I am 18 too! But im still not old enough to go to pubs and buy ciggarettes! I dont need any of those anyways! Its not my thing anymore. I feel that ive had my fun, and its time to start settling down and thinking of what I want in life and where I want to go. if you know what I mean. I do feel like im still a little child sometimes. I feel like i need someone to do everything for me…. :(::
These days, I have a feeling of being limited as to what I can say on my blog, in fears someone I know offline will find their way to it and read it anonymously. Something I fear greatly. So I’m not very open when it comes to feelings, lately. But you can open up, and that’s good.
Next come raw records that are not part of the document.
PR #3028, opened 2025-10-20
Remove unused CSS variables

### LINKED ISSUE #1025: FE - Refactor unused CSS Variables
There are unused CSS variables. We need to understand if we are going to need them, where the project's theme lives, and keep everything in the same place.

gorkem-bwl:
## Summary
Removes 13 unused CSS variables that were leftovers from when the project switched to the MUI theme system.

## Changes
- Removed unused CSS variables from `client/src/index.css`
- Kept 19 variables that are still actively used

Fixes #1025

## Summary by CodeRabbit

* **Refactor**
  * Removed unused CSS design token variables from the styling system.

### DIFF
--- a/client/src/index.css
+++ b/client/src/index.css
@@ -15,15 +15,11 @@ html {
 	-moz-osx-font-smoothing: grayscale;
 
 	/* Generalized Stylings */
-	--env-var-radius-1: 4px;
 	--env-var-radius-2: 8px;
 
-	--env-var-width-1: 100vw;
 	--env-var-width-2: 360px;
-	--env-var-width-3: 250px;
 	--env-var-width-4: 100px;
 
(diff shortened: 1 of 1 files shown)


client/src/index.css
```diff
@@ -15,15 +15,11 @@ html {
 	-moz-osx-font-smoothing: grayscale;
```
Owaiseimdad, line 15: @gorkem-bwl  any reason to remove it. Are we planning to use them at all or is there a framework we have internally which will not allow it.
I mean yes its not being used but that should be a reason to remove it from code. If its not up to the css framework we have then we can remove. But its allowed then we can keep it and not wait for a pr which will add some of it again. Extra work, let me know if I am missing anything.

Here, you would have to be twenty-one to drink and that crap. Hopefully I will never drink or smoke or anything at all. In any case, it isn’t a bad thing being independent or not feeling like you are really an adult. It takes time getting used to, I’m sure. Enjoy life as it is now; no need to rush anything whatsoever.
I know what you mean. I’m 17 and when I was younger I always thought that when I was 17-18 I would be all grown up and I would have everything sorted out, but it seens like I’m getting more and more confused, so… And I’m almost even more childish now than I was when I was a kid. That’s kinda weird…
Anyway. You have a great site and the layout is gorgeous.
Take care! Hugs
Dearest Kya. 🙂 When you are 18, you get the title that, yes, you are officially an adult. But are our feelings really just as mature inside? Sometimes the title can fool us I guess. Remember, us fellow Britter lovers must stick together in life! 😉 :heart:
It must be strange to be 18. I would be scared. I’m just 16 and thats hard enough! It is cool that you are an adult now, but not cool is some ways. Good luck, lol. :cute:
I love your layout! it’s so dark and mysterious and looks great with all the colours 🙂 and the smilies are so cute!!! :yummy: :blush: 😛 😉 😀 yeh sorry lol. Awesome site! take care :left:
and thanks for the tip on my site. for sure I’ll tell you the new urls of my future sites.
keep on trucking babe! 😛
I’m the same. 🙂 I really think I’m getting sillier and more childish as time goes on.